World Ayurveda Congress aims to boost traditional Indian healing systems
200 practitioners to attend Nov 6-7 healers meet
The 6th World Ayurveda Congress (WAC) starting this week in the national capital will feature a Traditional Healers Meeting during its initial two days, bringing to the fore the importance of local health traditions that use herbal concoctions as the key to curing diseases ranging from asthma to bone fractures to kidney stones to those affecting livestock that is integral to rural economy.
The WAC at Pragati Maidan will host six sessions of the meet to be attended by close to 200 healers including tribal practitioners on November 6 and 7 at the sprawling venue on Mathura Road. To be inaugurated by Union Tribal Affairs Minister Jual Oram, the deliberations will lend traditional health practitioners from across India and varied branches of medicine a chance to also share and exchange their knowledge and skills with the international and national participants, according to organisers.

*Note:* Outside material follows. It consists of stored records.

PR #10932, opened 2025-06-20
fix: match kind in expect type

### LINKED ISSUE #10910: `TypeContext.expectType` should match on kind
Solves the bug in `ConstraintGen` in the `Expr.Ascribe` case 
https://github.com/flix/flix/blob/b9cebcb22cd22e02aae40d79620975531901b3ac/main/src/ca/uwaterloo/flix/language/phase/typer/ConstraintGen.scala#L687

The function `expectType` should match on the kind of the expected and actual types and generate `Provenance.ExpectEffect` if their kinds are effects and use the `Provenance.ExpectType` if their kinds are types (which it currently assumes).
Different kinds should be an error?

https://github.com/flix/flix/blob/b9cebcb22cd22e02aae40d79620975531901b3ac/main/src/ca/uwaterloo/flix/language/phase/typer/TypeContext.scala#L169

The World Ayurveda Foundation (WAF), which is hosting the four-day event in collaboration with Department of AYUSH under the Union Ministry of Health and Family Welfare besides the Delhi Government, said the WAC would thus proclaim to the international and national stakeholders that India’s policy developments on traditional medicines are in line with one of the eight components of Primary Health care (Alma Ata Declaration 1978 of WHO).
“It is also important that different Indian systems of medicine need to work in tandem with the local health practitioners. This will ensure that healthcare becomes accessible and affordable to every citizen of our country,” pointed out WAF Secretary-general A Jayakumar
The observations and inferences expected out of the healers’ meet slated to see 15-plus oral presentations would subsequently be placed before the union government to facilitate proposed amendments on its national health policy that would give traditional systems their due, WAC organisers said today.
Mr Jayakumar noted that the upcoming healers meet will be a watershed event, considering that India has more than one million traditional health practitioners across its villages. “Their expertise ranges from treating simplest fever to complex problems such as bone fractures or poisonous bites,” he said.
The healers meet, where TDU Vice-Chancellor Darshan Shankar will deliver the keynote address at the inaugural session, will have two of its four sessions open for the public. The areas of medicine to be discussed would include eye-care, uterus prolapse, kidney stones, asthma, herpes, bone-setting, paediatrics and varma chikitsa, besides ethno-veterinary science.